Work instructions: Every line of the material must be written out again unchanged.

Excerpted records:
PR #1786, opened 2025-02-26
Add class that can compute averaged flow quantities

abarret:
This adds the `HierarchyAveragedDataManager` class that utilizes the `SnapshotCache` to compute averages of noisy fields over multiple cycles. This class does not yet support restarts. You can compute an average velocity using the following code
```c++
 while (t < T_final)
 {
     // Advance flow field
     ins_integrator->advanceHierarchy(dt);
     t += dt;

     // Take a snapshot if at the correct time.
     if (t >= next_snap_time)
     {
         auto var_db = VariableDatabase<NDIM>::getDatabase();
         const int u_idx = var_db->mapVariableAndContextToIndex(ins_hierarchy->getVelocityVariable(),
                                                                ins_hierarchy->getCurrentContext());
         HierarchyMathOps hier_math_ops("HierarchyMathOps", patch_hierarchy);
         hier_math_ops.resetLevels(0, patch_hierarchy->getFinestLevelNumber());
         const int wgt_sc_idx = hier_math_ops.getSideWeightPatchDescriptorIndex();
         bool at_steady_state = hier_avg_data_manager.updateTimeAveragedSnapshot(
                  u_idx, t, patch_hierarchy, "CONSERVATIVE_LINEAR_REFINE", wgt_sc_idx, 1.0e-8);
         if (at_steady_state)
             pout << "Determined steady state!\n";
     }
 }
 ```

      changelog entry been added?
      number is incremented.
      GitHub for the pull request?

### CODE REVIEW

**Comment by drwells** [comment]
Do you want to add restart data to this class?

File: ibtk/include/ibtk/HierarchyAveragedDataManager.h [hunk 1]
```diff
@@ -0,0 +1,293 @@
...
+     * Set of time points that snapshots are determined. These values are between d_t_start and d_t_end.
+     */
+    std::set<double> d_snapshot_time_pts;
+
+    SnapshotCache d_snapshot_cache;
+
+    SAMRAI::tbox::Pointer<SAMRAI::math::HierarchyDataOpsReal<NDIM, double> > d_hier_data_ops;
+
+    // Drawing stuff
+    std::unique_ptr<SAMRAI::appu::VisItDataWriter<NDIM> > d_visit_data_writer;
```
drwells, line 279: Bad news: this isn't going to to work in all cases because `VisItDataWriter` is a de facto singleton since it can only handle a single summary file (see `VisItDataWriter.C` circa line 3724). What happens to the original output when you write this? Does writing one summary file reset the other?

ibtk/include/ibtk/HierarchyAveragedDataManager.h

Exercise answer:
PR #1786, opened 2025-02-26
Add class that can compute averaged flow quantities

abarret:
This adds the `HierarchyAveragedDataManager` class that utilizes the `SnapshotCache` to compute averages of noisy fields over multiple cycles. This class does not yet support restarts. You can compute an average velocity using the following code
```c++
 while (t < T_final)
 {
     // Advance flow field
     ins_integrator->advanceHierarchy(dt);
     t += dt;

     // Take a snapshot if at the correct time.
     if (t >= next_snap_time)
     {
         auto var_db = VariableDatabase<NDIM>::getDatabase();
         const int u_idx = var_db->mapVariableAndContextToIndex(ins_hierarchy->getVelocityVariable(),
                                                                ins_hierarchy->getCurrentContext());
         HierarchyMathOps hier_math_ops("HierarchyMathOps", patch_hierarchy);
         hier_math_ops.resetLevels(0, patch_hierarchy->getFinestLevelNumber());
         const int wgt_sc_idx = hier_math_ops.getSideWeightPatchDescriptorIndex();
         bool at_steady_state = hier_avg_data_manager.updateTimeAveragedSnapshot(
                  u_idx, t, patch_hierarchy, "CONSERVATIVE_LINEAR_REFINE", wgt_sc_idx, 1.0e-8);
         if (at_steady_state)
             pout << "Determined steady state!\n";
     }
 }
 ```

      changelog entry been added?
      number is incremented.
      GitHub for the pull request?

### CODE REVIEW

**Comment by drwells** [comment]
Do you want to add restart data to this class?

File: ibtk/include/ibtk/HierarchyAveragedDataManager.h [hunk 1]
```diff
@@ -0,0 +1,293 @@
...
+     * Set of time points that snapshots are determined. These values are between d_t_start and d_t_end.
+     */
+    std::set<double> d_snapshot_time_pts;
+
+    SnapshotCache d_snapshot_cache;
+
+    SAMRAI::tbox::Pointer<SAMRAI::math::HierarchyDataOpsReal<NDIM, double> > d_hier_data_ops;
+
+    // Drawing stuff
+    std::unique_ptr<SAMRAI::appu::VisItDataWriter<NDIM> > d_visit_data_writer;
```
drwells, line 279: Bad news: this isn't going to to work in all cases because `VisItDataWriter` is a de facto singleton since it can only handle a single summary file (see `VisItDataWriter.C` circa line 3724). What happens to the original output when you write this? Does writing one summary file reset the other?

ibtk/include/ibtk/HierarchyAveragedDataManager.h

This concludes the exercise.